At the STOC 2009 business meeting, Silvio Micali announced a new conference, Innovations in Computer Science (ICS), whose first edition will be in Beijing in January, 2010.

This is a conference that aims to be the venue for the first papers in new areas. This prompted people to ask me afterward if we shouldn’t start a new conference devoted to second papers. I thought this was an appealing ideas, and perhaps the conference could be called Follows-up in Computer Science; a snarky colleague, however, suggested that we already have two such conferences and they are called STOC and FOCS.

ICS has a steering committee entirely composed of past and future Turing Award winners, so surely they know what they are doing. A common complaint I heard, however, was that it isn’t clear exactly what the motivations and the goals of this conference are, what papers are being sought (surely you cannot fill up a 30-paper conference with first papers, each opening up a new area), and so on.

Helpfully, Oded Goldreich, one of the promoters of ICS, has written a statement about the goals ICS, as well as a longer essay on What is wrong with STOC and FOCS. The arguments made in the essay are Oded’s motivations for the new conference.

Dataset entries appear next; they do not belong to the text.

PR #2769, opened 2025-08-18
Migrate `MeshService` prefs to repo pattern

poliver:

### DIFF
--- a/app/src/main/java/com/geeksville/mesh/service/MeshService.kt
+++ b/app/src/main/java/com/geeksville/mesh/service/MeshService.kt
@@ -21,13 +21,11 @@ import android.annotation.SuppressLint
 import android.app.Service
 import android.content.Context
 import android.content.Intent
-import android.content.SharedPreferences
 import android.content.pm.ServiceInfo
 import android.os.Build
 import android.os.IBinder
 import android.os.RemoteException
 import androidx.core.app.ServiceCompat
-import androidx.core.content.edit
 import androidx.core.location.LocationCompat
 import com.geeksville.mesh.AdminProtos
 import com.geeksville.mesh.AppOnlyProtos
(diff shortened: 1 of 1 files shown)


app/src/main/java/com/geeksville/mesh/service/MeshService.kt
```diff
@@ -352,8 +353,8 @@ class MeshService :
 
     override fun onCreate() {
         super.onCreate()
-        sharedPreferences = getSharedPreferences("mesh-prefs", Context.MODE_PRIVATE)
-        _lastAddress.value = sharedPreferences.getString("device_address", null) ?: NO_DEVICE_SELECTED
+
+        _lastAddress.value = meshPrefs.deviceAddress ?: NO_DEVICE_SELECTED
```
poliver, line 357: A bit redundant, but leaving as-is

app/src/main/java/com/geeksville/mesh/service/MeshService.kt
```diff
@@ -2381,7 +2380,7 @@ class MeshService :
                 if (destNum != myNodeNum) {
                     // Determine the best position to send based on user preferences and available
                     // data
-                    val provideLocation = sharedPreferences.getBoolean("provide-location-$myNodeNum", false)
+                    val provideLocation = meshPrefs.shouldProvideNodeLocation(myNodeNum)
```
poliver, line 2383: For the `mesh-prefs` store, this is never being set anywhere. The `ui-prefs` store has an identical pref, but I'm not sure if they're equivalent.

jamesarich: i would bet it's probably supposed to be using the same pref in both location,  iirc it is being set in the `Connections` screen to toggle providing the phone's gps location to the node (in place of on-node gps)

poliver: Sounds good, just calling out so we can address after this refactor. I suspect we don't need this many prefs stores.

As I have said before, I agree with the importance of conceptual innovations, and of simplicity, but I disagree with the claim that our current review system undervalues such points. Hence, I think that initiatives such as the “letter on conceptual contributions” and now ICS will not correct an imbalance, but rather will create an imbalance, penalizing the necessary, hard, and unglamorous technical work by which we understand new ideas, exploit and simplify their applications, and create the conditions such that the next new ideas are “in the air” and the right person at the right time can get them, and so on.

Changes I’d like to see in STOC/FOCS

  • Create a “test of time award” going to the paper from the STOC/FOCS ten years prior which has best stood the test of time;
  • Reverse the trend of theoretical cryptography becoming the new computational geometry, splitting off into a self-contained community;
  • Increase the size of the program committee so that no PC member has to review more than 30 papers;
  • Allow PC members to submit papers;
  • Videotape the talks and post them on the web;
  • Hold either STOC or FOCS in Asia at least once;
  • Hold STOC and FOCS in Canada more often;
  • Always have beer at the business meeting and drinks at the reception. No exceptions;
  • Make it a rule that the PC Chair and the local organizer can present at most one piece of statistical data each at the business meeting; their presentations cannot exceed five minutes in total.

On a more practical note:

  • Let a substantial part of the discussion at the physical PC meeting be “caucus” groups in which clusters of papers in a related areas are discussed by the experts, and the controversial papers can be discussed at a technical level. There are about 15 hours of work in a two-day meeting, devoted to the discussion of 100+ papers plus several meta-questions, so most papers must be discussed in less than 10 minutes. With such time constraints, and with a group of 20+ people, the discussion of a controversial paper becomes a debate, in which the point is winning. In a smaller context, in which everybody understands the paper, it is easier to reach a consensus.